§ **Required work**
Go through the entries below. Copy out every line that contains "before".

(Source material Opens)

PR #506, opened 2016-06-02
Unit test fixes

shift-evgeny:
Some fixes to unit tests that failed for me, especially due a case-sensitive server collation for SQL Server.

PostgreSQL tests still fail due to the mismatch in Npgsql version (2.2.7 vs 3.0.5), which can be fixed by downgrading the test projects to Npgsql 2.2.7, but I'm not including that in this PR.

### DIFF
--- a/src/ServiceStack.OrmLite.PostgreSQL.Tests/CreatePostgreSQLTablesTests.cs
+++ b/src/ServiceStack.OrmLite.PostgreSQL.Tests/CreatePostgreSQLTablesTests.cs
@@ -110,9 +110,9 @@ namespace ServiceStack.OrmLite.PostgreSQL.Tests
 BEGIN
 
     IF NOT EXISTS(
-        SELECT schema_name
-          FROM information_schema.schemata
-          WHERE schema_name = '{0}'
+        SELECT 1
+          FROM INFORMATION_SCHEMA.SCHEMATA
+          WHERE SCHEMA_NAME = '{0}'
       )
     THEN
       EXECUTE 'CREATE SCHEMA ""{0}""';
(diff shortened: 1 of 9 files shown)


KevinHoward:
@shift-evgeny can you also update the SqlHierarchyId type converter column definition in SqlServerHierarchyIdTypeConverter.cs.

KevinHoward:
@shift-evgeny, if the upper case column definitions for the Geography/Geometry types are an issue for a SQL Server with collation set to case-sensitive, wouldn't you have the same issue with all of the other data type column definitions? I ask because all of the other converters have upper case column definitions, yet your commit only updates these two (ex. [FloatConverter](https://github.com/ServiceStack/ServiceStack.OrmLite/blob/master/src/ServiceStack.OrmLite/Converters/FloatConverters.cs) & [DateTimeOffset](https://github.com/ServiceStack/ServiceStack.OrmLite/blob/master/src/ServiceStack.OrmLite/Converters/DateTimeOffsetConverter.cs)). 

_Sorry, I don't have any databases with collation set to a case-sensitive, I always felt that it's a bad practice, but I understand that sometimes we have to play with the cards that we're dealt._

mythz:
yeah I'm also curious about other types - but I'm more surprised data types are case-sensitive.

shift-evgeny:
I don't think types names are case-sensitive in general. `SELECT CAST('LINESTRING(-1 2, -3 4)' AS GeomeTRY)` works fine on the same SQL Server instance. The geometry/geography thing only fails with the "::" operator - so I guess there is something special about that.

shift-evgeny:
Wait, it's not only with "::". In the OrmLite unit tests it seems that SqlParameter.UdtTypeName is case-sensitive, but creating the table with column `"Shape" GEOmetry NULL` works fine.

PR #508, opened 2016-06-03
Better nullable support in SqlExpression

shift-evgeny:
Several fixes to SqlExpression:

*) Handle "array/list.Contains(x.Value)" where x is a Nullable<T>: equivalent to Contains(x)
*) Handle "x.HasValue" where x is a Nullable<T>: equivalent to "x != null"
*) Handle "null != x": equivalent to "x != null"
*) Handle "new[] { 10, 30 }.Contains" correctly where the array is created inside the lambda body


mythz:
Wow Awesome PR! appreciated, thanks 👍

PR #509, opened 2016-06-08
Handle expressions that evaluate to true/false/nulls in Where() expression

shift-evgeny:
The following now work:

* "Where(x => true)" or "false" or an expression that is evaluated to true or false at runtime (by CachedExpressionCompiler.Evaluate). Of course, this is pointless on its own, but can be useful when building a more complex expression with And(), Or(), etc.
* "Where(x => x.NullableColumn == null)" or an expression that is evaluated to null at runtime
* "Where(x => x.NullableColumn.HasValue = true)" or "false" or an expression evaluated to true/false at runtime
* ... same with the boolean/null expression on the left


mythz:
Sweet, much appreciated :+1:

PR #3247, opened 2026-07-18
fix(project): render the Description settings submit button with the form

danielasubotic:
Fixes https://linear.app/dasch/issue/DEV-6746

## Motivation

On a project's **Settings → Description** (the tab it lands on), the **Submit** button rendered before the Description form appeared — for a moment the user saw a lone Submit button over empty content, which looked broken.

## Summary

`EditProjectFormPageComponent` gated the form on the async project fetch but left the Submit button ungated, so the button painted on the first change-detection pass while the form only appeared after the project GET resolved (and the child form finished building). Gate the button on the built `form` so it renders together with the fields.

## Key Changes

- `edit-project-form-page.component.ts`: wrap the Submit button in `@if (form)` so it appears with the form fields (both keyed on the built `FormGroup`).
- Add `edit-project-form-page.component.spec.ts`: asserts the submit button is absent before the project loads and before the form is built, and present once built.

## Challenges and Decisions

- Gated on `form` (the built `FormGroup`, set via the child's `afterFormInit`) rather than only `formData$`, because `form` is the exact readiness signal for the fields — this also closes the residual `allProjects$`/`_buildForm` sub-gap and removes a latent NPE (`onSubmit()` reads `this.form.value`, and the always-present button could be clicked before `form` existed).
- No behaviour change to the enabled/disabled state; matches the `@if (project$ | async)` gating already used in the sibling `LegalSettingsComponent`.

## Gotchas

- The misleadingly-named `description/` folder is the read-only view; the Settings edit tab is `EditProjectFormPageComponent` in `reusable-project-form/`.

## Test Plan

- `nx test vre-pages-project-project` — 146/146 pass (incl. 3 new cases; verified the spec fails if the `@if (form)` gate is removed)
- Served locally against stage and confirmed the Submit button no longer appears ahead of the form.

### DIFF
--- a/libs/vre/pages/project/project/src/lib/reusable-project-form/edit-project-form-page.component.spec.ts
+++ b/libs/vre/pages/project/project/src/lib/reusable-project-form/edit-project-form-page.component.spec.ts
@@ -1,0 +1,79 @@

(Source material Closes)

§ **Answer to the exercise**
On a project's **Settings → Description** (the tab it lands on), the **Submit** button rendered before the Description form appeared — for a moment the user saw a lone Submit button over empty content, which looked broken.
- Add `edit-project-form-page.component.spec.ts`: asserts the submit button is absent before the project loads and before the form is built, and present once built.
- Gated on `form` (the built `FormGroup`, set via the child's `afterFormInit`) rather than only `formData$`, because `form` is the exact readiness signal for the fields — this also closes the residual `allProjects$`/`_buildForm` sub-gap and removes a latent NPE (`onSubmit()` reads `this.form.value`, and the always-present button could be clicked before `form` existed).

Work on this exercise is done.